The net work done on an object equals the change in its kinetic energy: W_net = ΔKE = KE_f − KE_i. This powerful result follows directly from Newton's second law by integrating F = ma over displacement. It connects force-based and energy-based descriptions of motion and is often the most efficient tool for finding speeds without tracking forces over time.
Apply the theorem to problems where forces are known and final speed is sought: W_net = ½mv_f² − ½mv_i². Practice identifying all forces, computing the work each does, summing them, and setting equal to ΔKE.
You already know that work is W = F · d = Fd cosθ for a constant force, and that the dot product generalizes this to vectors at arbitrary angles. You also know that kinetic energy is KE = ½mv². The work-energy theorem is the mathematical bridge connecting these two quantities, and its derivation reveals why the bridge exists: both work and kinetic energy originate from the same equation — Newton's second law.

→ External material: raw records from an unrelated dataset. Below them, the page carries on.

PR #12405, opened 2020-06-22
feat(types): added optional stricter typing for Model attributes

hsource:
### Pull Request check-list

- [X] Does `npm run test` or `npm run test-DIALECT` pass with this change (including linting)? **Also run `npx tsc --project types/test/` and `npx tsc --project types/`

### Description of change

This code allows users to have typechecking for model attributes in all relevant functions in the `Model` class, as well as some functions outside of the `Model` class. This was inspired by the [Sequelize v4 DefinitelyTyped typings](https://github.com/DefinitelyTyped/DefinitelyTyped/blob/master/types/sequelize/index.d.ts), but is made to be almost fully backwards compatible for users of the current typings.

Specific things I tried to ensure:

- Works with `sequelize.define` as well as `new Model` formats of building models
- Use the attributes as much as possible
- Allows for omitting the types - everything still works fine without them

Here are the things I changed:

1. Added 2 dummy variables (`_attributes` and `_creationAttributes`) to the Model class so that the static functions can be typed correctly
   - Used the dummy types to get the attributes type in static functions in `model.d.ts`
   - Before this, I'd tried doing the following, but Typescript fails to infer the `TAttributes` automatically
```ts
  public static findOne<M extends Model<TAttributes>, TAttributes>(
    this: { new(): M },
    options: NonNullFindOptions<TAttributes>
  ): Promise<M>;
```
   - Used the dummy types to get the attributes type in static functions in `model.d.ts`
2. Retyped some functions outside of `model.d.ts` to use the new typings, and made others just fallback to just using `any` for the generic arguments
3. Added tests and updated existing tests in `types/tests`

#### Testing

In addition to adding a few tests and modifying the tests for `User.ts` and `define.ts` to use the new typings, I also have this running on a codebase with ~20k LOC for https://wanderlog.com - everything typechecks correctly, and it's an improvement from our v4 typings.

#### Questions for reviewers

- Currently, some of the `Option` interfaces like `FindOptions` now has a required generic parameter. Should I make this parameter also optional to make it fully backwards-compatible?
  - This means users who had their own function like `doFancyFind(option: FindOptions)` won't need to change it to `doFancyFind(option: FindOptions<any>)` with this change
- Is it OK to just bundle an `Optional` type in the typings in `index.d.ts`? It's very useful for constructing the optional types and can help


types/test/errors.ts
```diff
@@ -5,7 +5,7 @@ import { OptimisticLockError } from '../lib/errors';
 
 async function test() {
   try {
-    await User.create({ username: 'john_doe' });
```
hsource, line 8: I made `firstName` required in the attributes I defined, so I updated this code to match

types/lib/model.d.ts
```diff
@@ -685,28 +683,28 @@ export interface Hookable {
 /**
  * Options for Model.findOrCreate method
  */
-export interface FindOrCreateOptions extends Filterable, Logging, Transactionable {
+export interface FindOrCreateOptions<TAttributes, TCreationAttributes> extends FindOptions<TAttributes> {
```
hsource, line 686: I made this code just extend FindOptions as other options (like `attributes`) actually are accepted too, per the code inside `model.js` which just directly does a `findOne` with the options.

hsource:
EDIT: I'm still having trouble getting the typings to work well for both users of `db.define` and `class MyModel extends Model`

If I type the functions like this in `model.d.ts`:

```ts
  public static findOne<M extends Model>(
    this: ModelCtor<M>,
    options: NonNullFindOptions<M['_attributes']>
  ): Promise<M>;
  
// ...
export type ModelCtor<M extends Model> = { new(): M } & typeof Model;
```

I get errors on the `new Model` path like this:

```
Error:(49, 1) TS2684: The 'this' context of type 'typeof User' is not assignable to method's 'this' of type 'ModelCtor<User>'.
  Type 'typeof User' is not assignable to type 'typeof Model'.
    Construct signature return types 'User' and 'Model<TModelAttributes, TCreationAttributes>' are incompatible.
      The types of '_attributes' are incompatible between these types.
        Type 'UserAttributes' is not assignable to type 'TModelAttributes'.
          'UserAttributes' is assignable to the constraint of type 'TModelAttributes', but 'TModelAttributes' could be instantiated with a different subtype of constraint '{}'.
```

However, if I type the functions like this, I get errors on the define path.

```ts
  public static findOne<M extends Model>(
    this: ModelStatic<M>,
    options: NonNullFindOptions<M['_attributes']>
  ): Promise<M>;
  
// ...
export type ModelStatic<M extends Model> = { new(): M };
```

hsource:
I made some fixes to the documentation and this is now ready for review!

sushantdhiman:
> Currently, some of the Option interfaces like FindOptions now has a required generic parameter. Should I make this parameter also optional to make it fully backwards-compatible?
>   - This means users who had their own function like doFancyFind(option: FindOptions) won't need to change it to doFancyFind(option: `FindOptions<any>`) with this change

Yes make those generic parameters optional, we should avoid breaking change if we can.

> Is it OK to just bundle an Optional type in the typings in index.d.ts? It's very useful for constructing the optional types and can help

No problem with exporting this helper type

types/lib/model.d.ts
```diff
@@ -1859,77 +1912,81 @@ export abstract class Model<T = any, T2 = any> extends Hooks {
...
 
   /**
    * Builds a new model instance and calls save on it.
    */
   public static create<M extends Model>(
-    this: { new(): M } & typeof Model,
-    values?: object,
-    options?: CreateOptions
+    this: ModelStatic<M>,
+    values?: M['_creationAttributes'],
```
sushantdhiman, line 1969: It is possible to create record with `id` i.e. primary key. Distinction between `CreationAttributes` and `Attributes` from user point of view make sense, but internally all attributes are accepted.

We can also think about accepting `TAttributes` generic which contains all attributes, then create a dynamic type for "CreationAttributes" by making primary key attribute optional in that type

hsource:
> > Currently, some of the Option interfaces like FindOptions now has a required generic parameter. Should I make this parameter also optional to make it fully backwards-compatible?
> > 
> > * This means users who had their own function like doFancyFind(option: FindOptions) won't need to change it to doFancyFind(option: `FindOptions<any>`) with this change
> 
> Yes make those generic parameters optional, we should avoid breaking change if we can.

I just pushed a new change that made all types optional. I reverted some of the changes adding explicit `<any>` types to the `types/test` dir to test it. Everything seems to typecheck correctly!

types/lib/model.d.ts
hsource: This is an interesting idea! The problem is - how do we figure out what's the primary key? We'd probably need users to provide it in a new generic (maybe `TPrimaryKey`) but then that's just one more thing to provide. And then, there are still fields with `defaultValue` which users can also omit, and other cases we'd need to handle.

I think `TCreationAttributes` is a pretty flexible solution that solves for both primary keys and other columns with default values that can be omitted. It's also been used for the previous sequelize v4 typings, so would be familiar to those users.

sushantdhiman: Right, there is no good way to infer primary key in current Typescript schema. Actual attributes are passed to `init` or `define`, which contains this info.

hsource: Yeah, I think defining it in `init` is especially problematic, so I recommend just leaving it as-is.

zaggino:
Just a question, would it be possible somehow to drop repeating of this?

image

hsource:
> Just a question, would it be possible somehow to drop repeating of this?
> 
> image

Ideally, we'd be able to extend multiple classes and be able to do something like this below. But Typescript does not have multiple inheritance:

```ts
class UserAttributes {
  public id!: number;
  public username!: string;
  public firstName!: string;
  public lastName!: string;
  public groupId!: number;
}

export class User extends Model<UserAttributes, UserCreationAttributes>, UserAttributes {
  public static associations: {
    group: BelongsTo<User, UserGroup>;
  };

  public createdAt!: Date;
  public updatedAt!: Date;

  // mixins for association (optional)
  public group?: UserGroup;
  public getGroup!: BelongsToGetAssociationMixin<UserGroup>;
  public setGroup!: BelongsToSetAssociationMixin<UserGroup, number>;
  public createGroup!: BelongsToCreateAssociationMixin<UserGroup>;
}
```

This isn't possible because Typescript doesn't support multiple inheritance, but you might be able to achieve something similar with Mixins - https://www.typescriptlang.org/docs/handbook/release-notes/typescript-2-2.html#putting-all-of-the-above-rules-together-in-an-example

knoid:
I can't find a way to make this work when doing a create with include. e.g.:
```js
class User extends Model<UserAttributes, UserCreationAttributes> {...}
class Project extends Model<ProjectAttributes, ProjectCreationAttributes> {...}
Project.hasMany(User);
Project.create({
  users: [{ name: 'project owner' }],
}, { include: [User] });
```

I get the error: "Object literal may only specify known properties, and 'users' does not exist in type `ProjectCreationAttributes`". I'd add `users` into `ProjectCreationAttributes` but that's just a `Optional<ProjectAttributes, ...>` and even if I did add it. What exactly should I add? `UserAttributes[]` or `UserCreationAttributes[]`? I hope we can fix this problem, I love this new TS approach.

hsource:
> I can't find a way to make this work when doing a create with include. e.g.:
> 
> ```js
> class User extends Model<UserAttributes, UserCreationAttributes> {...}
> class Project extends Model<ProjectAttributes, ProjectCreationAttributes> {...}
> Project.hasMany(User);
> Project.create({
>   users: [{ name: 'project owner' }],
> }, { include: [User] });
> ```
> 
> I get the error: "Object literal may only specify known properties, and 'users' does not exist in type `ProjectCreationAttributes`".
> 
> I'd add `users` into `ProjectCreationAttributes` but that's just a `Optional<ProjectAttributes, ...>` and even if I did add it. What exactly should I add? `UserAttributes[]` or `UserCreationAttributes[]`? I hope we can fix this problem, I love this new TS approach.

For includes, you should just manually add it via a cast. The old typings didn't really handle it either, and it'd be complicated to near-impossible to make this work automatically.

Here's what we do in our code

```ts
interface ProjectAttributesWithUser extends ProjectAttributes {
  User: UserAttributes;
}

const project = await Project.findAll({ ...someOptions, include: [User] }) as ProjectAttributesWithUser[];
```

The derivation is clean. Start with F_net = ma. Write a = dv/dt. Use the chain rule: a = (dv/ds)(ds/dt) = v(dv/ds), where s is displacement along the path. Then F_net ds = mv dv. Integrate both sides: ∫F_net ds (the net work W_net) = ∫mv dv = ½mv_f² − ½mv_i² = ΔKE. That's it. W_net = ΔKE is not a separate postulate — it is Newton's second law rewritten in energy terms by integrating over displacement rather than over time. The moment you accept F = ma, the work-energy theorem follows automatically.
The word "net" carries enormous practical weight. Net work means the total work done by *all* forces acting on the object — gravity, normal force, friction, applied forces, tension, everything. A common error is computing only the work done by the "interesting" force (say, a push) and forgetting that friction does negative work and the normal force does zero work. Because the normal force is always perpendicular to motion, it contributes nothing to W_net regardless of its magnitude — cosθ = 0. Because friction opposes motion, it always contributes negative work, reducing the final kinetic energy. Getting W_net right requires a complete free-body diagram and careful sign conventions.
The theorem's power comes from what it ignores. Unlike Newton's second law applied directly, the work-energy theorem does not require you to track the details of the force over the entire path — only the total work done. If you can compute W_net (often by adding up W = Fd for each force), you immediately get Δ(½mv²). This makes it the method of choice for "what is the final speed?" questions where forces are known but you don't want to solve a differential equation. The theorem is also the stepping stone to conservation of energy: if you split W_net into work by conservative forces (expressible as −ΔPE) and nonconservative forces (friction, etc.), you get the full energy conservation equation. But the work-energy theorem itself is more primitive and more general — it holds even when energy is not conserved, because it tracks the actual net work, including dissipation.